If I maintain a dictionary for every pair of lists shown above I'd have
name:email
email:name
name:id
id:name
email:id
id:email
which already starts getting unmanageable - and grows very quickly with the number of attributes.
I could have everything map to user_id, and then have only 2n dictionaries, but happy to learn of a more appropriate data structure for this use case.
To illustrate how the code is currently implemented:
def get_email_by_user_id(user_id):
return [email for email, uid in zip(user_email, user_id) if uid == user_id][0]

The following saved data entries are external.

PR #955, opened 2024-06-16
First crack at fuzzing for Skrifa outlines

rsheeter:
Let's boost https://storage.googleapis.com/oss-fuzz-coverage/fontations/reports/20240615/linux/src/fontations/report.html a little :)

Part of #420.

JMM if happy.

### DIFF
--- a/fuzz/fuzz_targets/fuzz_skrifa_outline.rs
+++ b/fuzz/fuzz_targets/fuzz_skrifa_outline.rs
@@ -1,0 +1,127 @@
+#![no_main]
+use std::{error::Error, fmt::Display};
+
+use libfuzzer_sys::{
+    arbitrary::{self, Arbitrary, Unstructured},
+    fuzz_target,
+};
+use skrifa::{
+    instance::Size,
+    outline::{DrawError, DrawSettings, HintingInstance, HintingMode, OutlinePen},
+    raw::tables::glyf::ToPathStyle,
+    FontRef, MetadataProvider,
+};
+
+/// The pen for when you don't really care what gets drawn
+struct NopPen;
+
+impl OutlinePen for NopPen {
+    fn move_to(&mut self, _x: f32, _y: f32) {
+        // nop
+    }
+
+    fn line_to(&mut self, _x: f32, _y: f32) {
+        // nop
+    }
+
+    fn quad_to(&mut self, _cx0: f32, _cy0: f32, _x: f32, _y: f32) {
+        // nop
+    }
+
+    fn curve_to(&mut self, _cx0: f32, _cy0: f32, _cx1: f32, _cy1: f32, _x: f32, _y: f32) {
+        // nop
+    }
+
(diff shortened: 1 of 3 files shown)


dfrg (approved):
Nice! Looking forward to seeing what this reveals

fuzz/fuzz_targets/fuzz_skrifa_outline.rs
```diff
@@ -0,0 +1,127 @@
...
+};
+use skrifa::{
+    instance::Size,
+    outline::{DrawError, DrawSettings, HintingInstance, HintingMode, OutlinePen},
+    raw::tables::glyf::ToPathStyle,
+    FontRef, MetadataProvider,
+};
+
+/// The pen for when you don't really care what gets drawn
+struct NopPen;
```
drott, line 16: This might be at some point useful to have in Skrifa itself. I have a NopPen in Skia for some cases as well.

fuzz/fuzz_targets/fuzz_skrifa_outline.rs
```diff
@@ -0,0 +1,127 @@
...
+    let location = font.axes().location(raw_location);
+    let mut buf: Vec<u8> = Vec::with_capacity(
+        outline_request
+            .with_memory
+            .then_some(outline_request.memory_size)
+            .unwrap_or_default() as usize,
+    );
+    let hinting_instance = if outline_request.hinted {
+        Some(
+            HintingInstance::new(&outlines, size, &location, HintingMode::default())
```
drott, line 90: Okay with me to have this in a follow-up but HintingMode enum could be cycled by OutlineRequest as well?

drott (commented):
LGTM with one suggestion for hinting mode.

Out of curiosity: How does it work with the different executables? How does the fuzzer iterate over these? Or does it spawn parallel tasks for each of them? Is the same corpus applied to all of them or does each one use/generate/store-back a different traversal corpus?

fuzz/fuzz_targets/fuzz_skrifa_outline.rs
rsheeter: Good catch, will do HintingMode in a followup.

rsheeter:
> How does it work with the different executables? How does the fuzzer iterate over these? Or does it spawn parallel tasks for each of them? Is the same corpus applied to all of them or does each one use/generate/store-back a different traversal corpus?

It uses the same initial corpus (https://github.com/google/oss-fuzz/blob/master/projects/fontations/build.sh), I believe it then evolves (makes guided random derivatives) separately from there but my understanding of the nuances is a bit hand wavy.

fuzz/fuzz_targets/fuzz_skrifa_outline.rs
rsheeter: https://github.com/googlefonts/fontations/pull/957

As you can imagine, very slow :P
Upvotes: 3
Views: 242
Reputation: 2997
In the end I took the only option that gave the the performance I needed
I decided the contents of user_id
are the canonical identifier.
I then created the following dictionaries:
def make_dictionaries(user_id, other_lists=[('user_name', user_name), ('user_email', user_email)]):
to_id_dictionary = {}
from_id_dictionary = {}
for list_name, list_content in other_lists:
from_id_dictionary[list_name] = {uid:cont for uid,cont in zip(user_id, list_content)}
to_id_dictionary[list_name] = {cont:uid for uid,cont in zip(user_id, list_content)}
return to_id_dictionary, from_id_dictionary
I can then do:
def get_email_by_user_name(user_name):
uid = to_id_dictionary['user_name'][user_name] # Get UID from name
return from_id_dictionary[user_email][uid] # Get email from UID
Upvotes: 1
Reputation: 43024
Since the data is related they can be organized into a single list of tuples of the related columns.
DATA = [
(1, 'bob', '[email protected]'),
(2, 'alice', '[email protected]'),
(3, 'jerry', '[email protected]'),
(4, 'lisa', '[email protected]'),
(5, 'tom', '[email protected]'),
]
Then, a general function can be made that considers only the column you are interested in.
def find_user(user_id=None, user_name=None, user_email=None):
"""Find first user matching given criteria.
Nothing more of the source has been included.